Khalid Javeria, Temedie-Asogwa Tarilate, Zakeri Marjan, Sansgiry Sujit S
Department of Pharmaceutical Health Outcomes and Policy, College of Pharmacy, University of Houston, Houston, TX 77204, USA.
Boehringer Ingelheim, Ridgefield, CT 06877, USA.
Pharmacy (Basel). 2025 Jul 29;13(4):103. doi: 10.3390/pharmacy13040103.
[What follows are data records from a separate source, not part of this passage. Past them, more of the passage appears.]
PR #12544, opened 2023-01-27
Flix flakey tcp-traffic-shifting/gateway test

ericvn:
You can see my discussion in remarks added to this PR.

Basically, there is a race condition where the first `nc` command in the loop of 20 causes the kubeconfig to be reset. Once it's reset, any further communication with the cluster won't work (kubeconfig points nowhere) and the test fails. It actually timeouts since we have a bunch of kubectl commands that will be run repeatedly with longer delays which blows past the test timeout.

Even in the case where the test passes, there are a number (my guess I 8 or so) of the nc calls that return an exit code of 1. Since the test only needs on nc to actually happen, and get back the `one`, the test will pass most times.

Adding a delay shows that the test will pass reliably. I expect there certainly could still be an issue since it's a delay instead of an appropriate wait (I couldn't find one that would work with local testing). For the last bit of testing I did use a 30 sec delay, but reducing that to 20s for this PR. I did make this as a TODO if someone can find a better wait that the time delay. I did try things like `kubectl wait -n istio-io-tcp-traffic-shifting --for=condition=ready tcproute tcp-echo --timeout=60s` but that didn't seem to happen.

### DIFF
--- a/content/en/docs/tasks/traffic-management/tcp-traffic-shifting/index.md
+++ b/content/en/docs/tasks/traffic-management/tcp-traffic-shifting/index.md
@@ -106,7 +106,7 @@ $ export TCP_INGRESS_PORT=$(kubectl get gtw tcp-echo-gateway -n istio-io-tcp-tra
     $ export SLEEP=$(kubectl get pod -l app=sleep -n istio-io-tcp-traffic-shifting -o jsonpath={.items..metadata.name})
     $ for i in {1..20}; do \
     cat /home/.kube/config; \
-    kubectl exec "$SLEEP" -c sleep -n istio-io-tcp-traffic-shifting -- sh -c "echo one"; \
+    kubectl exec "$SLEEP" -c sleep -n istio-io-tcp-traffic-shifting -- sh -c "(date; sleep 1) | nc $INGRESS_HOST $TCP_INGRESS_PORT"; \
     done
     one Mon Nov 12 23:24:57 UTC 2022
     one Mon Nov 12 23:25:00 UTC 2022
--- a/content/en/docs/tasks/traffic-management/tcp-traffic-shifting/index.md
+++ b/content/en/docs/tasks/traffic-management/tcp-traffic-shifting/index.md
@@ -104,7 +104,7 @@ $ export TCP_INGRESS_PORT=$(kubectl get gtw tcp-echo-gateway -n istio-io-tcp-tra
     {{< text bash >}}
     $ export SLEEP=$(kubectl get pod -l app=sleep -n istio-io-tcp-traffic-shifting -o jsonpath={.items..metadata.name})
     $ for i in {1..20}; do \
-    kubectl exec "$SLEEP" -c sleep -n istio-io-tcp-traffic-shifting -- sh -c "(date; sleep 1) | nc $INGRESS_HOST $TCP_INGRESS_PORT"; \
+    kubectl exec "$SLEEP" -v -c sleep -n istio-io-tcp-traffic-shifting -- sh -c "(date; sleep 1) | nc $INGRESS_HOST $TCP_INGRESS_PORT"; \
     done
     one Mon Nov 12 23:24:57 UTC 2022
     one Mon Nov 12 23:25:00 UTC 2022
--- a/content/en/docs/tasks/traffic-management/tcp-traffic-shifting/index.md
+++ b/content/en/docs/tasks/traffic-management/tcp-traffic-shifting/index.md
@@ -102,9 +102,12 @@ $ export TCP_INGRESS_PORT=$(kubectl get gtw tcp-echo-gateway -n istio-io-tcp-tra
 3)  Confirm that the `tcp-echo` service is up and running by sending some TCP traffic.
 
     {{< text bash >}}
-    $ export SLEEP=$(kubectl --v=8 get pod -l app=sleep -n istio-io-tcp-traffic-shifting -o jsonpath={.items..metadata.name})
+    $ cat /home/.kube/config
+    $ export SLEEP=$(kubectl get pod -l app=sleep -n istio-io-tcp-traffic-shifting -o jsonpath={.items..metadata.name})
+    $ /home/.kube/config
     $ for i in {1..20}; do \
-    kubectl --v=8 exec "$SLEEP" -c sleep -n istio-io-tcp-traffic-shifting -- sh -c "(date; sleep 1) | nc $INGRESS_HOST $TCP_INGRESS_PORT"; \
+    cat /home/.kube/config; \
+    kubectl exec "$SLEEP" -c sleep -n istio-io-tcp-traffic-shifting -- sh -c "(date; sleep 1) | nc $INGRESS_HOST $TCP_INGRESS_PORT"; \
     done
     one Mon Nov 12 23:24:57 UTC 2022
     one Mon Nov 12 23:25:00 UTC 2022
--- a/content/en/docs/tasks/traffic-management/tcp-traffic-shifting/index.md
+++ b/content/en/docs/tasks/traffic-management/tcp-traffic-shifting/index.md
@@ -102,9 +102,9 @@ $ export TCP_INGRESS_PORT=$(kubectl get gtw tcp-echo-gateway -n istio-io-tcp-tra
 3)  Confirm that the `tcp-echo` service is up and running by sending some TCP traffic.
 
     {{< text bash >}}
-    $ export SLEEP=$(kubectl get pod -l app=sleep -n istio-io-tcp-traffic-shifting -o jsonpath={.items..metadata.name})
+    $ export SLEEP=$(kubectl --v=8 get pod -l app=sleep -n istio-io-tcp-traffic-shifting -o jsonpath={.items..metadata.name})
     $ for i in {1..20}; do \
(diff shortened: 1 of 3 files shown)


ericvn:
Good verbose log:
```
I0131 05:07:30.380928  172345 round_trippers.go:463] POST https://127.0.0.1:36937/api/v1/namespaces/istio-io-tcp-traffic-shifting/pods/sleep-bc9998558-6nc75/exec?command=sh&command=-c&command=%28date%3B+sleep+1%29+%7C+nc+172.18.7.112+31400&container=sleep&stderr=true&stdout=true
I0131 05:07:30.380950  172345 round_trippers.go:469] Request Headers:
I0131 05:07:30.380960  172345 round_trippers.go:473]     X-Stream-Protocol-Version: v4.channel.k8s.io
I0131 05:07:30.380971  172345 round_trippers.go:473]     X-Stream-Protocol-Version: v3.channel.k8s.io
I0131 05:07:30.380982  172345 round_trippers.go:473]     X-Stream-Protocol-Version: v2.channel.k8s.io
I0131 05:07:30.380993  172345 round_trippers.go:473]     X-Stream-Protocol-Version: channel.k8s.io
I0131 05:07:30.381004  172345 round_trippers.go:473]     User-Agent: kubectl/v1.26.1 (linux/amd64) kubernetes/8f94681
I0131 05:07:30.401740  172345 round_trippers.go:574] Response Status: 101 Switching Protocols in 20 milliseconds
I0131 05:07:30.401819  172345 round_trippers.go:577] Response Headers:
I0131 05:07:30.401829  172345 round_trippers.go:580]     Connection: Upgrade
I0131 05:07:30.401836  172345 round_trippers.go:580]     Upgrade: SPDY/3.1
I0131 05:07:30.401843  172345 round_trippers.go:580]     X-Stream-Protocol-Version: v4.channel.k8s.io
I0131 05:07:30.401853  172345 round_trippers.go:580]     Date: Tue, 31 Jan 2023 05:07:30 GMT
command terminated with exit code 1
```

ericvn:
Bad verbose log:
```
I0131 15:44:07.727829  173161 round_trippers.go:463] POST https://127.0.0.1:40795/api/v1/namespaces/istio-io-tcp-traffic-shifting/pods/sleep-bc9998558-6s2js/exec?command=sh&command=-c&command=%28date%3B+sleep+1%29+%7C+nc+172.18.7.112+31400&container=sleep&stderr=true&stdout=true
I0131 15:44:07.727855  173161 round_trippers.go:469] Request Headers:
I0131 15:44:07.727867  173161 round_trippers.go:473]     User-Agent: kubectl/v1.26.1 (linux/amd64) kubernetes/8f94681
I0131 15:44:07.727878  173161 round_trippers.go:473]     X-Stream-Protocol-Version: v4.channel.k8s.io
I0131 15:44:07.727886  173161 round_trippers.go:473]     X-Stream-Protocol-Version: v3.channel.k8s.io
I0131 15:44:07.727894  173161 round_trippers.go:473]     X-Stream-Protocol-Version: v2.channel.k8s.io
I0131 15:44:07.727909  173161 round_trippers.go:473]     X-Stream-Protocol-Version: channel.k8s.io
I0131 15:44:07.749558  173161 round_trippers.go:574] Response Status: 101 Switching Protocols in 21 milliseconds
I0131 15:44:07.749626  173161 round_trippers.go:577] Response Headers:
I0131 15:44:07.749656  173161 round_trippers.go:580]     Connection: Upgrade
I0131 15:44:07.749694  173161 round_trippers.go:580]     Upgrade: SPDY/3.1
I0131 15:44:07.749717  173161 round_trippers.go:580]     X-Stream-Protocol-Version: v4.channel.k8s.io
I0131 15:44:07.749735  173161 round_trippers.go:580]     Date: Tue, 31 Jan 2023 15:44:07 GMT
I0131 16:14:18.191128  174201 loader.go:373] Config loaded from file:  /home/.kube/config
I0131 16:14:18.191930  174201 round_trippers.go:463] GET http://localhost:8080/api?timeout=32s
I0131 16:14:18.191964  174201 round_trippers.go:469] Request Headers:
I0131 16:14:18.191972  174201 round_trippers.go:473]     Accept: application/json;g=apidiscovery.k8s.io;v=v2beta1;as=APIGroupDiscoveryList,application/json
I0131 16:14:18.191977  174201 round_trippers.go:473]     User-Agent: kubectl/v1.26.1 (linux/amd64) kubernetes/8f94681
I0131 16:14:18.195327  174201 round_trippers.go:574] Response Status:  in 3 milliseconds
I0131 16:14:18.195379  174201 round_trippers.go:577] Response Headers:
E0131 16:14:18.195485  174201 memcache.go:238] couldn'\''t get current server API group list: Get "http://localhost:8080/api?timeout=32s": dial tcp [::1]:8080: connect: connection refused
I0131 16:14:18.195511  174201 cached_discovery.go:120] skipped caching discovery info due to Get "http://localhost:8080/api?timeout=32s": dial tcp [::1]:8080: connect: connection refused
I0131 16:14:18.195591  174201 shortcut.go:100] Error loading discovery information: Get "http://localhost:8080/api?timeout=32s": dial tcp [::1]:8080: connect: connection refused
```

You will note that we do not see a `command terminated with exit code 1` in this log and it's followed by the created calls to the api/server.

ericvn:
Captured a failure and it looks like the kubeconfig in the failed case is becoming empty:
```
apiVersion: v1
kind: Config
preferences: {}
```

ericvn:
So I think something happens during the `nc` call which causes the failure @frankbu. It's always during the `nc`, so I don't think it's something external causing the cluster to die. After we return from the `nc` the kubeconfig is basically empty. Did the `nc` cause our kubecluster to die?  And it is always the first `nc`, and not on a later one in the loop.

I wonder if we can change the code to use something else.

ericvn:
Removing the `nc` sets to have reduced the failure as I've run the test 6 times with no failure (7th time is running now). I have been trying to determine a way to verify that things are set up, but `nc` is not part of the test container. It might be possible to curl, but I'm not sure that INGRESS HOST is correct for doing that (as it is with the sleep container).

ericvn:
Adding a delay before the first nc call (putting the call back in). Normally I was seeing about 8 failures before nc worked so with a 1 sec delay we should wait at least 8. Going with 30 secs.

ericvn:

Failed on the other falsely test: tasks/traffic-management/mirroring/gtwapi_test.sh/gtwapi_test.sh

ericvn:
1st run with the 30 sec did not show any of the initial return code of 1 errors

ericvn:
I wonder if the [route status](https://gateway-api.sigs.k8s.io/api-types/httproute/#status) would be sufficient? Or is there something else needed?

ericvn:

A few more runs, but the delay seems to be needed. Not sure if 30 secs is the correct value. I've tried a few kubctl wait or _wait_for_istio commands running test locally and haven't found anything that works.

ericvn:
@frankb @kfaseela Here is a fix for the flakiest test. I don't like adding a deli, but couldn't find a wait that worked. Left a TODO to revise at some point.

content/en/docs/tasks/traffic-management/tcp-traffic-shifting/index.md
```diff
@@ -102,8 +102,10 @@ $ export TCP_INGRESS_PORT=$(kubectl get gtw tcp-echo-gateway -n istio-io-tcp-tra
 3)  Confirm that the `tcp-echo` service is up and running by sending some TCP traffic.
 
     {{< text bash >}}
+    $ cat /home/.kube/config
```
frankbu, line 105: Remove these cat commands before merging.

content/en/docs/tasks/traffic-management/tcp-traffic-shifting/test.sh
```diff
@@ -42,6 +42,11 @@ if [ "$GATEWAY_API" == "true" ]; then
     snip_apply_weightbased_tcp_routing_2
     _wait_for_gateway istio-io-tcp-traffic-shifting tcp-echo-gateway
     snip_apply_weightbased_tcp_routing_3
+
+    # Make sure the nc command will work and not fail the cluster
+    # TODO proper wait for things being ready
+    # it seems we had 8 or so exits during the run of 20 so need 8 plus seconds
+    sleep 20s
```
frankbu, line 49: I wish we could understand what exactly nc does that corrupts the kubeconfig, and why it never happens when using Istio Gateway/VirtualService instead of gateway-api??

content/en/docs/tasks/traffic-management/tcp-traffic-shifting/index.md
ericvn: @frankbu Removed

content/en/docs/tasks/traffic-management/tcp-traffic-shifting/test.sh
```diff
@@ -42,6 +42,11 @@ if [ "$GATEWAY_API" == "true" ]; then
     snip_apply_weightbased_tcp_routing_2
     _wait_for_gateway istio-io-tcp-traffic-shifting tcp-echo-gateway
     snip_apply_weightbased_tcp_routing_3
+
+    # Make sure the nc command will work and not fail the cluster
```
frankbu, line 46:
```suggestion
    # Make sure the nc command will work and not fail the cluster
    # More info: https://github.com/istio/istio.io/pull/12544
```

frankbu (approved):

kfaseela:
thanks @ericvn !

Adverse drug reactions (ADRs) significantly affect patient safety and healthcare spending worldwide. Hospital pharmacists are uniquely positioned to address ADRs due to their crucial role in medication management. However, underreporting remains a global concern, especially in developing countries, where pharmacovigilance systems are inadequately developed. Therefore, this pilot study aimed to evaluate and compare the knowledge, attitudes, perceived barriers, and facilitators regarding ADR reporting by hospital pharmacists in a developed (US) and a developing (Pakistan) country. A cross-sectional survey was conducted, using a pre-validated questionnaire. The pharmacists, possessing a minimum of one year's hospital experience, were selected via convenience sampling. Out of 151 respondents, included in the final analysis (US: = 51; Pakistan: = 100), the majority were female (62.3%), aged 29-35 years (38%), and possessed a Pharm. D degree (49.7%). The knowledge (US: 6.03 ± 0.27 vs. Pakistan:5.69 ± 0.25, -value = 0.193) and attitude scores (US: 32.02 ± 0.73 vs. Pakistan: 32.63 ± 0.67; -value = 0.379) exhibited no significant differences between the groups. Nonetheless, barriers at both the individual and systemic levels were more pronounced in the developing country. Important facilitators reported were mobile applications for ADR reporting, specialized training, and intuitive reporting tools. In conclusion, we found that pharmacists in both settings exhibit comparable knowledge and positive attitudes towards ADR reporting, though specific contextual barriers are present. Interventions customized to the local hospital infrastructure are crucial for enhancing ADR reporting, particularly in resource-constrained settings.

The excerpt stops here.